The Royal College of General Practitioners has an online training programme for chronic fatigue syndrome and ME, and it would be interesting to know its uptake by GPs.
To pick up on Brian Whittle’s point, I think that it is a matter of concern that 80 per cent of neurologists still do not consider ME a physical condition. There is a mismatch between what is happening on the ground with regard to treatment and the commitment to research that we have heard from the cabinet secretary and others this morning.
The issue of research is significant. An area that we did not focus on is the role of clinical nurse specialists; although the Government describes that role as “pivotal”, there is only one clinical nurse specialist for people with ME in Scotland and none of the additional investment has gone towards nurses for people with ME. We will want to ask the Government about that, but we are conscious of the pressures on the cabinet secretary’s time.
We will ask for a response from the petitioner and anyone else who is interested in the matter.
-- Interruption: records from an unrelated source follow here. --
PR #594, opened 2024-12-25
Bump Win2D dependencies

Sergio0694:
This PR just includes two changes:
- Bumps Win2D to latest
- Removes a polyfill package on UWP .NET 8

### DIFF
--- a/components/Media/src/Dependencies.props
+++ b/components/Media/src/Dependencies.props
@@ -1,5 +1,5 @@
 <!--
-    WinUI 2 under UWP uses TargetFramework uap10.0.*
+    WinUI 2 under UWP uses TargetFramework uap10.0.* or net8.0-windows10.*
     WinUI 3 under WinAppSdk uses TargetFramework net6.0-windows10.*
     However, under Uno-powered platforms, both WinUI 2 and 3 can share the same TargetFramework.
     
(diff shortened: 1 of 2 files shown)


components/Media/src/Dependencies.props
```diff
@@ -11,12 +11,15 @@
 <Project>
   <!-- WinUI 2 / UWP -->
   <ItemGroup Condition="'$(IsUwp)' == 'true'">
-    <PackageReference Include="Win2D.uwp" Version="1.28.0" />
-    <PackageReference Include="System.Threading.Tasks.Extensions" Version="4.6.0" />
+    <PackageReference Include="Win2D.uwp" Version="1.28.1" />
+
+    <!-- Only include this polyfill package when not targeting .NET 8 or above -->
+    <PackageReference Condition="!$([MSBuild]::IsTargetFrameworkCompatible('$(TargetFramework)', 'net8.0'))"
```
Arlodotexe, line 17: You'll want to double check that this doesn't break when you build the UWP gallery head. It's not SDK style, which causes problems with Conditions when running in VS. We've had to work around it [like this](https://github.com/CommunityToolkit/Tooling-Windows-Submodule/blob/main/MultiTarget/PackageReferences/Uwp/Microsoft.UI.Xaml.props) before.

Arlodotexe (approved):
Changes look good. If we can confirm the Condition doesn't break when running under VS, we can close this.

components/Media/src/Dependencies.props
Sergio0694: I think it should be fine, it'll just always add this package. Which won't break anything (at worst it's just redundant).

PR #600, opened 2025-01-07
Port `SystemInformation` and associated helpers

Lamparter:
_As referenced in #17_

**PR Type**: Added new helpers (from WCT 7.x)

## PR Checklist

- [x] New component (is it a component?)

---

`SystemInformation` and associated helpers `StorageFileHelper`, `ApplicationDataStorageHelper` and the `OSVersion` struct have not yet been ported. I have ported these in this PR, with support for multiple platforms (and Uno support(-ish)).


Sergio0694 (commented):
I'm not sure I see the point of these APIs. Perhaps `SystemInformation` on its own, but most of the other APIs seem to be just very low value wrappers over system APIs. @Arlodotexe we should consider whether it makes sense to bring back these APIs at all.

Arlodotexe:
> I'm not sure I see the point of these APIs. Perhaps `SystemInformation` on its own, but most of the other APIs seem to be just very low value wrappers over system APIs. @Arlodotexe we should consider whether it makes sense to bring back these APIs at all.

I agree, this needed proper evaluation as per #602.

PR #622, opened 2025-02-08
Add support for requesting WinUI 0 (non-WinUI) components be build. For use by packaging CI matrix. 

Arlodotexe:
This PR:
- Introduces the concept of "WinUI 0" as possible parameter in our `Build-Toolkit-Components.ps1` script, indicating that non-WinUI projects should be built.
- Fixes the "skip building component" logic for WinUI 2 and 3 projects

Specifically, we will ask about the GP uptake of the online programme as well as the role of the specialist nurses and whether there is a sufficient number of them. It would also be interesting to know, as Mark Ruskell suggested, about the level of support other than clinical support in the system.
I thank everyone for attending, particularly our visitors Emma Harper and Mark Ruskell. Again, I put on record our appreciation to the Cabinet Secretary for Health and Sport for spending such a significant amount of time with us on these very important petitions, even though that they are a small part of her broad remit.
Thank you all very much. I now close the meeting.Meeting closed at 11:28.